Data listing
PR #5093, opened 2023-01-25
Configure webui login URLs and details dynamically

### LINKED ISSUE #5085: Optionally configure log{in,out} URLs and cookies in web UI
Replace specific hard-coded OIDC values in web UI and a general response
"OIDC enabled" from lakeFS with generic URLs.  If nothing is configured,
support the non-SSO URLs by default.

arielshaqed:
Fixes #5085.

### DIFF
--- a/api/swagger.yml
+++ b/api/swagger.yml
@@ -618,6 +618,32 @@ components:
             with an external auth service.
           type: string
           enum: [simplified, external]
+        login_url:
+          description: primary URL to use for login.
+          type: string
+        login_failed_message:
+          description: |
+            message to display to users who fail to login; a full sentence that is rendered
+            in HTML and may contain a link to a secondary login method
+          type: string
+        fallback_login_url:
+          description: secondary URL to offer users to use for login.
+          type: string
+        fallback_login_label:
+          description: label to place on fallback_login_url.
+          type: string
+        login_cookies:
+          description: cookies to store JWT
+          type: array
+          items:
+            type: string
+        logout_url:
+          description: URL to use for logging out.
+          type: string
+      required:
+      - login_url
+      - login_cookies
+      - logout_url
 
     SetupState:
       type: object
--- a/api/swagger.yml
+++ b/api/swagger.yml
@@ -632,8 +632,8 @@ components:
         fallback_login_label:
           description: label to place on fallback_login_url.
           type: string
-        login_cookies:
-          description: cookies to store JWT
+        login_cookie_names:
+          description: cookie names used to store JWT
           type: array
           items:
             type: string
@@ -642,7 +642,7 @@ components:
           type: string
       required:
       - login_url
-      - login_cookies
+      - login_cookie_names
       - logout_url
 
     SetupState:
--- a/pkg/api/controller.go
+++ b/pkg/api/controller.go
@@ -3523,8 +3523,15 @@ func (c *Controller) GetSetupState(w http.ResponseWriter, r *http.Request) {
 		State:            swag.String(state),
 		OidcEnabled:      swag.Bool(c.Config.Auth.OIDC.Enabled),
 		OidcDefaultLogin: swag.Bool(c.Config.Auth.OIDC.IsDefaultLogin),
+		// TODO(ariels): Merge defaults and configuration
 		LoginConfig: &LoginConfig{
 			RBAC: &c.Config.Auth.UIConfig.RBAC,
+			LoginCookies: []string{
+				"internal_auth_session",
+				// Add sso_auth_session for SSO
+			},
+			LoginUrl:  "/auth/login",
+			LogoutUrl: "/logout",
 		},
 	}
 	writeResponse(w, r, http.StatusOK, response)
--- a/pkg/api/controller.go
+++ b/pkg/api/controller.go
@@ -3523,7 +3523,7 @@ func makeLoginConfig(c *config.Config) *LoginConfig {
 	}
 
 	return &LoginConfig{
-		RBAC:               &c.Config.Auth.UIConfig.RBAC,
+		RBAC:               &c.Auth.UIConfig.RBAC,
 		LoginUrl:           c.Auth.UIConfig.LoginURL,
 		LoginFailedMessage: &loginFailedMessage,
 		FallbackLoginUrl:   fallbackLoginURL,
--- a/pkg/api/controller.go
+++ b/pkg/api/controller.go
@@ -3504,28 +3504,24 @@ func (c *Controller) GetTag(w http.ResponseWriter, r *http.Request, repository s
 }
 
 func makeLoginConfig(c *config.Config) *LoginConfig {
-	// TODO(ariels): Configure by c.Auth.OIDC.Enabled if set, otherwise
-	// from C.Auth.UIConfig
 	var (
-		cookieNames = c.Auth.UIConfig.LoginCookieNames
-		// []string{
-		// 	"internal_auth_session",
-		// }
-		loginFailedMessage = c.Auth.UIConfig.LoginFailedMessage // "The credentials don't match."
-		fallbackLoginURL   = c.Auth.UIConfig.FallbackLoginURL   // nil
-		fallbackLoginLabel = c.Auth.UIConfig.FallbackLoginLabel // nil
-
-		defaultFallbackLoginURL   = "/oidc/login?prompt=login"
-		defaultFallbackLoginLabel = "Sign in with SSO provider"
+		cookieNames        = c.Auth.UIConfig.LoginCookieNames
+		loginFailedMessage = c.Auth.UIConfig.LoginFailedMessage
+		fallbackLoginURL   = c.Auth.UIConfig.FallbackLoginURL
+		fallbackLoginLabel = c.Auth.UIConfig.FallbackLoginLabel
 	)
 	if c.Auth.OIDC.Enabled {
+		var (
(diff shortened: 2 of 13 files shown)


arielshaqed:
Manual verifications performed:

* [ ]: Nothing configured in login_config, everything works normally.
* [ ]: OIDC configured and enabled, everything continues to work.  (But this
     option **WILL** go away shortly!)
* [ ]: login_config configured, all fields work.  Full end-to-end tests will
     have to wait until we have an alternative login controller service, but
     we can already validate the UI works according to the login_config that
     it receives from lakeFS.

arielshaqed:
# Validation with OIDC configuration

I used this configuration snippet:

``` yaml
  oidc:
    enabled: true
    url: https://XXX.YYY.IDP.com/   # elided
    client_id: abcdefg
    client_secret: hijklmnoprshhhhhh
    callback_base_url: http://localhost:8000/
```

and login still works.

arielshaqed:
# Validation of ui_config.login_failed_message

Added this snippet:

``` yaml
  ui_config:
    login_failed_message: That didn't work.  Does a link to <a href="https://cnn.com">CNN</a> work?
    # ...
```

Failed to login, and got a text with a link to CNN.

arielshaqed:
# Validation of fallback configuration

With this configuration:

``` yaml
  ui_config:
    fallback_login_url: https://login.example.com
    fallback_login_label: |
      Didn't work?  Maybe try SSL Stone Souper Login, "just add water  and login!"
```

the fallback button has the desired label and tries to redirect to the
server.

arielshaqed:
# Validation of login redirection

With this configuration:

``` yaml
  ui_config:
    login_url: https://another.example.com/go/login?secret=1234
```

the URL localhost:8000/auth/login?redirected=true&next=%2Frepositories
redirects to the pretend login server.

johnnyaug:
> Note that it is only relevant when redirected=true; we never go directly
to a login URL. @johnnyaug amirite?

Yes, this is to avoid jumping to this URL when the user explicitly navigates to the "internal" login page. It may or may not still be relevant today.

api/swagger.yml
```diff
@@ -603,12 +603,45 @@ components:
...
+            in HTML and may contain a link to a secondary login method
+          type: string
+        fallback_login_url:
+          description: secondary URL to offer users to use for login.
+          type: string
+        fallback_login_label:
+          description: label to place on fallback_login_url.
+          type: string
+        login_cookies:
+          description: cookies to store JWT
```
johnnyaug, line 625:
```suggestion
          description: cookie names used to store JWT
```

johnnyaug: Possibly also change the property name to `login_cookie_names`. Not feeling too strongly about this one.

pkg/api/controller.go
```diff
@@ -3493,6 +3493,39 @@ func (c *Controller) GetTag(w http.ResponseWriter, r *http.Request, repository s
 	writeResponse(w, r, http.StatusOK, response)
 }
 
+func makeLoginConfig(c *config.Config) *LoginConfig {
+	// TODO(ariels): Configure by c.Auth.OIDC.Enabled if set, otherwise
+	// from C.Auth.UIConfig
```
johnnyaug, line 3498: Seems like this TODO is already done?

pkg/api/controller.go
```diff
@@ -3493,6 +3493,39 @@ func (c *Controller) GetTag(w http.ResponseWriter, r *http.Request, repository s
...
+		cookies = c.Auth.UIConfig.LoginCookies
+		// []string{
+		// 	"internal_auth_session",
+		// }
+		loginFailedMessage = c.Auth.UIConfig.LoginFailedMessage // "The credentials don't match."
+		fallbackLoginURL   = c.Auth.UIConfig.FallbackLoginURL   // nil
+		fallbackLoginLabel = c.Auth.UIConfig.FallbackLoginLabel // nil
+
+		defaultFallbackLoginURL   = "/oidc/login?prompt=login"
+		defaultFallbackLoginLabel = "Sign in with SSO provider"
```
johnnyaug, line 3509: These are only used when OIDC is enabled, so they are not really default. Can hard-code them in the `if` below.

pkg/api/controller.go
```diff
@@ -3493,6 +3493,39 @@ func (c *Controller) GetTag(w http.ResponseWriter, r *http.Request, repository s
...
+	// TODO(ariels): Configure by c.Auth.OIDC.Enabled if set, otherwise
+	// from C.Auth.UIConfig
+	var (
+		cookies = c.Auth.UIConfig.LoginCookies
+		// []string{
+		// 	"internal_auth_session",
+		// }
+		loginFailedMessage = c.Auth.UIConfig.LoginFailedMessage // "The credentials don't match."
+		fallbackLoginURL   = c.Auth.UIConfig.FallbackLoginURL   // nil
+		fallbackLoginLabel = c.Auth.UIConfig.FallbackLoginLabel // nil
```
johnnyaug, line 3506: Are the comments here the default values? Because I don't see them set anywhere.

webui/src/pages/auth/login.tsx
```diff
@@ -10,9 +10,18 @@ import {Error} from "../../lib/components/controls"
 import {useRouter} from "../../lib/hooks/router";
 import {useAPI} from "../../lib/hooks/api";
 
-const OIDC_LOGIN_URL = "/oidc/login?prompt=login";
+//const OIDC_LOGIN_URL = "/oidc/login?prompt=login";
```
johnnyaug, line 13: /dd?

johnnyaug (approved):
Cool! Some comments, nothing major.

pkg/api/controller.go
```diff
@@ -3493,6 +3493,39 @@ func (c *Controller) GetTag(w http.ResponseWriter, r *http.Request, repository s
...
+		defaultFallbackLoginLabel = "Sign in with SSO provider"
+	)
+	if c.Auth.OIDC.Enabled {
+		cookies = append(cookies, "oidc_auth_session")
+		loginFailedMessage = `The credentials don&apos;t match. You may be registered through our <a href={"/oidc/login?prompt=login"}>SSO Provider.</a>`
+		fallbackLoginURL = &defaultFallbackLoginURL
+		fallbackLoginLabel = &defaultFallbackLoginLabel
+	}
+
+	// "/oidc/login?prompt=login"
```
Isan-Rivkin, line 3518: remove comment? :)

pkg/api/controller.go
```diff
@@ -3506,10 +3539,13 @@ func (c *Controller) GetSetupState(w http.ResponseWriter, r *http.Request) {
 	if c.Config.IsAuthTypeAPI() {
 		state = string(auth.SetupStateInitialized)
 	}
+	lc := makeLoginConfig(c.Config)
 	response := SetupState{
 		State:            swag.String(state),
 		OidcEnabled:      swag.Bool(c.Config.Auth.OIDC.Enabled),
 		OidcDefaultLogin: swag.Bool(c.Config.Auth.OIDC.IsDefaultLogin),
```
Isan-Rivkin, line 3546: Those fields will be removed after deprecation from this struct - right?

Isan-Rivkin (changes requested):

pkg/api/controller.go
```diff
@@ -3493,6 +3493,39 @@ func (c *Controller) GetTag(w http.ResponseWriter, r *http.Request, repository s
 	writeResponse(w, r, http.StatusOK, response)
 }
```
Isan-Rivkin, line 3494: Regarding [logout_handler](https://github.com/treeverse/lakeFS/blob/master/pkg/api/logout_handler.go#L11) handler, if we handle some logic in lakeFS and only then redirect to external provider (instead of directly redirecting from UI to logout provider skipping lakeFS) it's also need to be modified.

arielshaqed:
Thanks!

PTAL...  (Will rebase on trunk after, to keep ease of commenting on this PR)

arielshaqed (commented):
THANKS!

PTAL...

pkg/api/controller.go
Isan-Rivkin: We're already aligned, maybe the OIDC should be removed in the future, but nothing else.

Isan-Rivkin (approved):
LGTM Great work!

arielshaqed:
Reverify after all changes: unchecked above boxes, re-checking now before pulling.

> Manual verifications performed:
> 
>     * [ ]  Nothing configured in login_config, everything works normally.
> 
>     * [ ]  OIDC configured and enabled, everything continues to work.  (But this
>       option **WILL** go away shortly!)
> 
>     * [ ]  login_config configured, all fields work.  Full end-to-end tests will
>       have to wait until we have an alternative login controller service, but
>       we can already validate the UI works according to the login_config that
>       it receives from lakeFS.

arielshaqed:
> * [ ] login_config configured, all fields work. Full end-to-end tests will
>   have to wait until we have an alternative login controller service, but
>   we can already validate the UI works according to the login_config that
>   it receives from lakeFS.

Everything works except for logout_url.  Opening a separate issue #5195 to support that, as requirements will be part of building a complete system.  @Isan-Rivkin FYI, please add a comment there about actual requirements :-)

arielshaqed:
Thanks!  Pulling...

Only required check not reported is **license/cla**.  But it's me, guv, honest!  So pulling by adminiforce.

1 "expected" test is license/cla, not run for reasons unknown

What to do
Whenever a line in the material contains the word "approved", copy that line.

Task result
johnnyaug (approved):
Isan-Rivkin (approved):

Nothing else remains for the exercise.